This is not a guess. This is a solution.
The behavior and performance of the vector store endpoint has changed, and the URL containing a file path is not immediately ready. Thus, The API SDK immediately polls and fails.
Mine won’t:
'''error-tolerant file uploader and vector store attachment'''
from openai import OpenAI; cl = OpenAI()
from time import sleep
from openai import NotFoundError
def upload_attach_poll(vs: str, file: str, suffix: str = "") -> str:
# step 1: upload the file to OpenAI storage
file_id = cl.files.create(
file=open(file, "rb"),
purpose="user_data",
#expires_after={"anchor": "created_at", "seconds": 3600},
).id
# step 2: attach the uploaded file to the vector store with attributes
vs_file_id = cl.vector_stores.files.create(
vector_store_id=vs,
file_id=file_id,
attributes={"name": file + suffix},
).id
# step 3: poll the attachment status until it leaves 'in_progress'
# - tolerate initial 404s before first observed status
# - give it a minute - or be like openai and loop forever?
max_retries = 30
seen_status = False
sleep(1) # initial delay before the first retrieve
for attempt in range(1, max_retries + 1):
if attempt == max_retries:
# On the final attempt, do not catch any error so the SDK error surfaces
status = cl.vector_stores.files.retrieve(
vector_store_id=vs,
file_id=file_id,
).status
print(f"Polling gave status {status}...")

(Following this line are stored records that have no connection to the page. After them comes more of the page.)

PR #4144, opened 2021-08-09
Prepare CHANGELOG for Solidus 3.1 release

waiting-for-dev:
**Description**

Prepare CHANGELOG for Solidus 3.1 release

The new entries have been generated through the following command, as detailed in the [how-to-release guides](https://github.com/solidusio/solidus/wiki/How-to-release-Solidus#make-sure-changelogmd-is-up-to-date):

```bash
git rev-list v3.0.1...master | github_fast_changelog solidusio/solidus
```
The following items have been removed because of being change/revert pairs or being changes on top of still-unreleased stuff:

- Docker: Change public keys server after deprecation [#4140](https://github.com/solidusio/solidus/pull/4140) ([waiting-for-dev](https://github.com/waiting-for-dev))
- Revert "Deprecate callback setting variant price from master" [#4132](https://github.com/solidusio/solidus/pull/4132) ([waiting-for-dev](https://github.com/waiting-for-dev))
- Deprecate callback setting variant price from master [#4078](https://github.com/solidusio/solidus/pull/4078) ([waiting-for-dev](https://github.com/waiting-for-dev))
- Remove staled comment [#4100](https://github.com/solidusio/solidus/pull/4100) ([waiting-for-dev](https://github.com/waiting-for-dev))
- Disable perform_caching in DummyApp [#4119](https://github.com/solidusio/solidus/pull/4119) ([gsmendoza](https://github.com/gsmendoza))
- Master now tracks 3.1.0 [#4033](https://github.com/solidusio/solidus/pull/4033) ([kennyadsl](https://github.com/kennyadsl))

**Checklist:**
- [x] I have followed [Pull Request guidelines](https://github.com/solidusio/solidus/blob/master/CONTRIBUTING.md#pull-request-guidelines)
- [x] I have added a detailed description into each commit message
- [ ] I have updated Guides and README accordingly to this change (if needed)
- [ ] I have added tests to cover this change (if needed)
- [ ] I have attached screenshots to this PR for visual changes (if needed)

PR #4157, opened 2021-09-06
Remove the upgrade task and point to additional steps from the update generator

waiting-for-dev:
**Description**

Having both an `upgrade` task and an `update` generator is confusing. On
top of that, it's better to have actionable items, which can be
undesirable in some situations, the most explicit as possible. For this
reason, we leave in place the `update` generator, which is just a safe
path to update preferences, and remove the `upgrade` task. Instead, we
add a generic message into the `update` generator pointing to the
detailed instructions in the Changelog.

In particular, at this point, the `update` task was calling to a single
task introduced in #3987. We still keep the task reachable by end-users,
but we rename it slightly to be more friendly.

**Checklist:**


kennyadsl (commented):
Maybe we want to also update https://github.com/solidusio/solidus/pull/4144 to add this in the important changes section?

waiting-for-dev:
> Maybe we want to also update #4144 to add this in the important changes section?

Yes, I'll do it right next :slightly_smiling_face:

kennyadsl (approved):

kennyadsl (approved):

jarednorman (approved):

if status != "in_progress":
return file_id
break # fall through to failure after max retries
try:
status = cl.vector_stores.files.retrieve(
vector_store_id=vs,
file_id=file_id,
).status
seen_status = True
if status != "in_progress":
return file_id
except NotFoundError:
print(f"Polling gave NotFoundError - Retrying...")
# Tolerate early 404s only until the first successful status retrieval
if seen_status:
# Do not tolerate a regression back to 404 after seeing a status
raise
sleep(2) # fixed delay between retries
# If we reach here, status remained 'in_progress' after max retries
raise TimeoutError(f"file {file_id} remained 'in_progress' after {max_retries} retries")
# demo: make a vector store, use your local file, demo metadata, success uploading
filename = "vs_metadata_demo.py"
vs_id = cl.vector_stores.create(name="vstest").id
file1_id = upload_attach_poll(vs_id, file=filename, suffix="")
file2_id = upload_attach_poll(vs_id, file=filename, suffix="--second")
print(f"-- retrieving vector store file listing, looking for metadata")
sleep(2) # this also is acting slow to create a complete listing
vs_files = cl.vector_stores.files.list(vector_store_id=vs_id)
for item in vs_files.data:
print(item.model_dump())
cl.files.delete(item.id)
cl.vector_stores.delete(vector_store_id=vs_id)
Function that takes your vector store ID, a local file, an optional suffix to add onto the end of the filename used as metadata – and then still gets it uploaded and attached.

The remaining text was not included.